Pharmaceutical company Mylan NV (NASDAQ:MYL) and Biocon Ltd (BSE:532523) (NSE:BIOCON) on Thursday jointly announced the US Food and Drug Administration's (FDA) approval of the New Drug Application (NDA) for Semglee (insulin glargine injection), in vial and pre-filled pen presentations, to control high blood sugar in adults with type 2 diabetes and adult and paediatric patients with type 1 diabetes.

Co-developed by the partnership, Semglee was approved as a drug product under the 505(b)(2) NDA pathway and is now deemed a biologic under section 351(a) in accordance with the Biologics Price Competition and Innovation Act in line with other insulin products.
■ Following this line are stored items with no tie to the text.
PR #4909, opened 2017-03-03
Refactor nodejs generated code structure

fehguy:
This is a breaking change in the generated code structure for nodejs.

In all previous versions of the nodejs generated code, there was a sort of silly abstraction layer--there were controllers for receiving calls and service classes, designed to hold business logic.  The challenge with the existing structure was that the service class was interacting directly with the response object, and thus there was a mix of business logic and routing.  Way too convoluted for most nodejs developers.

This change breaks up the responsibilities.  There is a controller and service class separation of concerns still, but they are:

1) separated into different folders.  This makes it easier to ignore changes in generated code in the service folder to avoid overwriting files.

2) _Almost_ completely abstracting away the request/response cycle from the service class

3) Use of promises for better code structure

The _Almost_ is because in the service classes, there are scenarios where you need to indicate the response code that goes back over the wire.  To do this, a utility class is required, and you can then specify what code you want to send to the caller.


bin/nodejs-petstore-server.sh
```diff
@@ -26,6 +26,6 @@ fi
 
 # if you've executed sbt assembly previously it will use that instead.
 export JAVA_OPTS="${JAVA_OPTS} -XX:MaxPermSize=256M -Xmx1024M -DloggerPath=conf/log4j.properties"
-ags="$@ generate -i modules/swagger-codegen/src/test/resources/2_0/petstore.yaml -l nodejs-server -o samples/server/petstore/nodejs"
+ags="$@ generate -t modules/swagger-codegen/src/main/resources/nodejs -i modules/swagger-codegen/src/test/resources/2_0/petstore.yaml -l nodejs-server -o samples/server/petstore/nodejs"
```
fehguy: To make it easier to test template changes, the bin script is now loading templates directly from the file system instead of the compiled jar

modules/swagger-codegen/XhhGitIgnore/sdk_unit_testing_binary.json
```diff
@@ -1,67 +0,0 @@
-{
```
fehguy: @wing328 I think this file was added on accident?  Please let me know and I can restore them if needed.

modules/swagger-codegen/XhhGitIgnore/sdk_unit_testing_file_downloading.json
```diff
@@ -1,30 +0,0 @@
-{
```
fehguy: @wing328 same here...

modules/swagger-codegen/src/main/java/io/swagger/codegen/languages/NodeJSServerCodegen.java
```diff
@@ -19,11 +19,12 @@
 import java.math.BigDecimal;
 import java.util.*;
 import java.util.Map.Entry;
+import java.util.regex.Pattern;
 
 public class NodeJSServerCodegen extends DefaultCodegen implements CodegenConfig {
 
     private static final Logger LOGGER = LoggerFactory.getLogger(NodeJSServerCodegen.class);
-
+    protected String implFolder = "service";
```
fehguy: Will adjust PR to make this configurable.

modules/swagger-codegen/src/main/resources/nodejs/controller.mustache
```diff
@@ -1,13 +1,21 @@
 'use strict';
 
-var url = require('url');
+require('../utils/writer.js');
```
fehguy: pull in utility functions for `writeJson`

modules/swagger-codegen/src/main/resources/nodejs/service.mustache
```diff
@@ -2,40 +2,42 @@
...
+{{/allParams}}
+{{^returnType}}
+ * no response value expected for this operation
+{{/returnType}}
+{{#returnType}}
+ * returns {{{returnType}}}
+{{/returnType}}
+ **/
+exports.{{{operationId}}} = function({{#allParams}}{{paramName}}{{#hasMore}},{{/hasMore}}{{/allParams}}) {
+  return new Promise(function(resolve, reject) {
```
fehguy: No more `req`, `res`, only using Promise lib.

samples/server/petstore/nodejs/controllers/Pet.js
```diff
@@ -1,37 +1,97 @@
...
 module.exports.deletePet = function deletePet (req, res, next) {
-  Pet.deletePet(req.swagger.params, res, next);
+    var petId = req.swagger.params['petId'].value;
+    var api_key = req.swagger.params['api_key'].value;
+    Pet.deletePet(petId,api_key)
+        .then(function (response) {
+            writeJson(res, response);
+        })
+        .catch(function (response) {
+            writeJson(res, response);
```
fehguy: to send specific response codes, use the `respondWithCode` function:

```
writeJson(respondWithCode(500, { message: 'it broked'}));
```

samples/server/petstore/nodejs/controllers/Pet.js
```diff
@@ -1,37 +1,97 @@
...
+        });
 };
 
 module.exports.updatePetWithForm = function updatePetWithForm (req, res, next) {
-  Pet.updatePetWithForm(req.swagger.params, res, next);
+    var petId = req.swagger.params['petId'].value;
+    var name = req.swagger.params['name'].value;
+    var status = req.swagger.params['status'].value;
```
fehguy: note, all input values are extracted in generated code to make it easier to implement the service class.

fehguy:
@wing328 if you have any feedback please let me know, otherwise we can merge this.

modules/swagger-codegen/XhhGitIgnore/sdk_unit_testing_binary.json
wing328: The file was added on accident. Thanks for removing it.

modules/swagger-codegen/XhhGitIgnore/sdk_unit_testing_file_downloading.json
wing328: The file was added on accident. Thanks for removing it.

wing328:
@fehguy I did some tests and the result is good.

PR #4911, opened 2017-03-04
Update swift3 samples after 2.2.2.

ePaul:
### PR checklist

- [x] Read the [contribution guildelines](https://github.com/swagger-api/swagger-codegen/blob/master/CONTRIBUTING.md).
- [x] Ran the shell/batch script under `./bin/` to update Petstore sample so that CIs can verify the change.
    → just bin/swift3-petstore-all.sh
- [x] Filed the PR against the correct branch: master for non-breaking changes.

### Description of the PR

No code changes, just regenerating the swift3 samples from master code.
This is a part of #4901 separated to see whether CI likes it or not.

Issue #4898, opened 2017-03-02
Meta issue: parameter name mangling breaks client or server functionality


ePaul:
### Description

In many languages, parameter names are mangled to conform to the conventions of the language, not be reserved words, etc. For Java, this is conversion to camelCase.

In several languages, the generated code only actually works with the protocol described in the API definition when the parameter mangling results in the same name as the original, otherwise different parameter names are actually sent to the server (for clients) or accepted from the client (for servers).

This is a meta issue collecting my research I have done.

### Swagger-codegen version

I worked on master of 2017-02-27, i.e. shortly before the release of 2.2.2.

#### spring

I first found this for spring-mvc (later renamed to just `spring`) in #1219, for path and header parameters. It was fixed for header parameters some time ago, is still wrong for path, query and form parameters.
Some days ago it was also noted by @techlogix in #4870.
I filed PR #4875 fixing this for the spring-based languages.

#### html2

Issue #4864 is mentioning the problem, it was seemingly resolved in #4602.

### Potentially affected languages

I did a search for `{{paramName}}` in the templates, especially looking for where it is used in a string which then is used for sending/accepting the parameter to the server/from the client. In those cases most probably `{{baseName}}` should be used instead.
I made a [preliminary commit](https://github.com/ePaul/swagger-codegen/commit/f754ae210ee562c6abfe88e419950a8710d6d1e2) with all the changes I found (and later a [second one](https://github.com/ePaul/swagger-codegen/commit/12058bc385655ccb57ef7bf159b1d9727392d169) with files I missed).

I'll go through the changes here, list the languages up there with details and create a pull request with just the changes for one language (and the regenerated samples). Someone with knowledge of the specific language should check them and confirm that that was really a bug and the new version is better.

Here is an overview of my findings in general (:x: = potentially broken). There might be some languages which don't have any parameter transformation, then `{{baseName}}` would be always the same as `{{paramName}}`.

Language (template directory name) | Pull request | path | query | form | header | Other comments 
------------------------------------------------ | ----------------- | ----- | -------- | ------ | --------- | --------
Groovy | # | | :x: |  | :x: | It looks like path parameters are not supported at all?
JavaJaxRS | #4918  | | | :x: * |  | It looks like only file-typed form parameters (i.e. file uploads) are affected.
JavaJaxRs/cxf | #4918 | | | :x: | |  here all kinds of form parameters.
JavaJaxRs/cxf-di | #4918 | | | :x: | |  
[...]

PR #4916, opened 2017-03-04
Fix (partially) #4898 for swift3

ePaul:
### PR checklist

   → bin/swift3-petstore-all.sh (~~once before the change, see #4911, once again~~ after the change.)

### Description of the PR

~~This includes the changes of #4911 – after merging those, it should be clearer what actually changed. (Or just have a look at the last two commits.)~~

This fixes a wrong name-mapping of path parameters, as part of solving #4898.

It looks like there is no test case in petstore which actually makes a difference here.
It might be that there actually is no problem (i.e. if parameter names are never modified for Swift3, then `baseName` is the same as `paramName`, so it doesn't matter – though then there might be problems when hitting reserved words), or that it just is not happens with our petstore example.

I need someone who knows about the swift clients to review this – cc @jaz-ah @Edubits.

_(A side remark: Some ids in the generated samples look different each time the generator is run – see commit 8e847ab. This introduces unneeded noise when looking at the diffs. Might be worth looking into, in a separate issue/PR.)_


wing328:
@ePaul thanks for the fix.

cc @hexelon @jaz-ah @Edubits @jgavris

ePaul:
Rebased onto master to get rid of conflicts.

wing328:
LGTM. Thanks for the fix.

Issue #4738, opened 2017-02-07
Add support for BeanValidation @Valid annotation on nested attributes


jmiddleton:
##### Description

When useBeanValidation flag is true, it does not add @Valid annotation to attributes of type object. For instance, I have the class JoinDetails which has a field of type MemberProfile. When I validate joinDetails instance, the validator does not validate memberProfile because there is no @Valid annotation on it. It would be better if swagger-codegen can support this use cases either using extraAnnotation (i.e. x-extraAnnotation: "@Valid") in swagger config or automatically added during code generation.

##### Swagger-codegen version

2.2.2-SNAPSHOT

##### Swagger declaration file content or url

    ```yaml
    JoinDetails:
    type: object
    required:
      - memberProfile
    properties:
      memberProfile:
        $ref: '#/definitions/MemberProfile'
     MemberProfile:
    type: object
    required:
      - firstName
      - lastName
    properties:
      firstName:
        type: string
        maxLength: 50
      lastName:
        type: string
        maxLength: 50
    ```

##### Command line used for generation

I'm using maven:

<groupId>io.swagger</groupId>
<artifactId>swagger-codegen-maven-plugin</artifactId>
<version>2.2.2-SNAPSHOT</version>

##### Suggest a Fix

Add support via x- extension or automatically detect complex object or entities from the model.

wing328:
@jmiddleton thanks for the suggestion. For this particular case, I think `@Valid` should be added automatically.

cc @jfiala

jfiala:
For spring we already have a PR: https://github.com/swagger-api/swagger-codegen/pull/4850/files

jfiala:
Overview of all the languages to be updated:

- [ ] jaxrs-spec
- [ ] jaxrs (Jersey2 + library jersey1)
- [ ] jaxrs-resteasy
- [x] jaxrs-cxf - PR #4738
- [ ] jaxrs-cxf-cdi
- [ ] spring (default library spring-boot + library spring-mvc, spring-cloud)

michaelpaesold:
This also applies to `jaxrs` (Jersey2). I could provide a patch.

olivierpaquet:
Is someone already working on the same issue for jaxrs-cxf?

jfiala:
@olivierpaquet  I did the PR in summer last year as you already seem to have discovered. But currently I'm not working on it, so feel free to catch up and get it pulled in...

fabian-braun:
[...]

PR #4922, opened 2017-03-04
[Jaxrs-cxf] Add cascaded beanvalidation @Valid for pojos #4738

jfiala:
### PR checklist

### Description of the PR

Implemented #4738 for CXF

Open issues: 
@Valid is currently also generated for properties of type (isPrimitiveType/^isContainer does not cover these):
* java.lang.BigDecimal
* javax.xml.datatype.XMLGregorianCalendar
* org.joda.time.LocalDate
* java.util.UUID

Please advise how we can best check for model-specific pojos?

### DIFF
--- a/modules/swagger-codegen/src/main/resources/JavaJaxRS/cxf/pojo.mustache
+++ b/modules/swagger-codegen/src/main/resources/JavaJaxRS/cxf/pojo.mustache
@@ -27,7 +27,8 @@ public class {{classname}} {{#parent}}extends {{{parent}}}{{/parent}} {
 {{#useJaxbAnnotations}}
   @XmlElement(name="{{baseName}}"{{#required}}, required = {{required}}{{/required}})
 {{/useJaxbAnnotations}}
-  @ApiModelProperty({{#example}}example = "{{example}}", {{/example}}{{#required}}required = {{required}}, {{/required}}value = "{{{description}}}")
+  @ApiModelProperty({{#example}}example = "{{example}}", {{/example}}{{#required}}required = {{required}}, {{/required}}value = "{{{description}}}"){{^isPrimitiveType}}{{^isContainer}}{{#useBeanValidation}}
+  @Valid{{/useBeanValidation}}{{/isContainer}}{{/isPrimitiveType}}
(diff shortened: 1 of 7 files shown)


jfiala:
@wing328 can you pls advise regarding the open issues above?
The question is how to best scope @Valid to be generated only for classes of the model, not for other classes.

wing328:
@jfiala My take is that {{#isPrimitive}} should cover the following as well
- java.lang.BigDecimal
- javax.xml.datatype.XMLGregorianCalendar
- org.joda.time.LocalDate
- java.util.UUID

so that the following should imply models:

```
{{^isContainer}}{{^isPrimitiveType}} ... {{/isPrimitiveType}}{{/isContainer}}
```

jfiala:
This is exactly what I am using at pojo.mustache:
``` java
{{^isPrimitiveType}}{{^isContainer}}{{#useBeanValidation}}
+  @Valid{{/useBeanValidation}}{{/isContainer}}{{/isPrimitiveType}}
``` 
PrimitiveType covers only the real primitive types and container the List/Map items.
So I think we need a new flag to check for isModelType?

fehguy:
@jfiala shouldn't `primitive` or _not_ primitive cover it?

jfiala:
@fehguy unfortunately not, see above listed mustache snippet, I actually used ^isPrimitiveType/^isContainer.
The problem is that the above datatypes are not considered primitives. 
On the other hand, probably it would be better to introduce a new flag to check if a datatype is a pojo of the model?

wing328:
> So I think we need a new flag to check for isModelType?

I would rather update "isPrimitiveType" to include the additional items (e.g. uuid) you've listed.

olivierpaquet:
@wing328 any news about this PR? We also need this feature but seems that the PR is not yet merged / final.

jfiala:
@olivierpaquet Thx for asking, but currently I'm too busy to rebase, if you like you can rebase and re-provide the PR.

mohangadm:
We were trying to use this plugin for open api 3, and the validation of cascading beans is not failing as @Valid annotation is not added on cascaded pojos.
Is this pull req merged to 3.X version for open api-3?

Issue #4932, opened 2017-03-06
[JavaScript] Do not parse null and undefined as type.


wangzw:
##### Description

Fields in models will be finally parsed to its type. But if the field is null or undefined.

Semglee has an identical amino acid sequence to Sanofi's Lantus and is approved for the same indications.

The FDA approval was based on the partnership's comprehensive analytical, preclinical and clinical programme, including the INSTRIDE studies, which confirmed the PK/PD, efficacy, safety and immunogenicity of Semglee in comparison to Lantus in patients with type 1 and type 2 diabetes.

For the 12 months ending 30 April 2020, Sanofi's total IQVIA sales were approximately USD1.68bn for Lantus 100 units/ml Vial and approximately USD4.33bn for Lantus SoloSTAR Pen. Mylan and Biocon Biologic's insulin glargine has received regulatory approval in more than 45 countries around the world and is the third product approved by FDA through the partners' collaboration.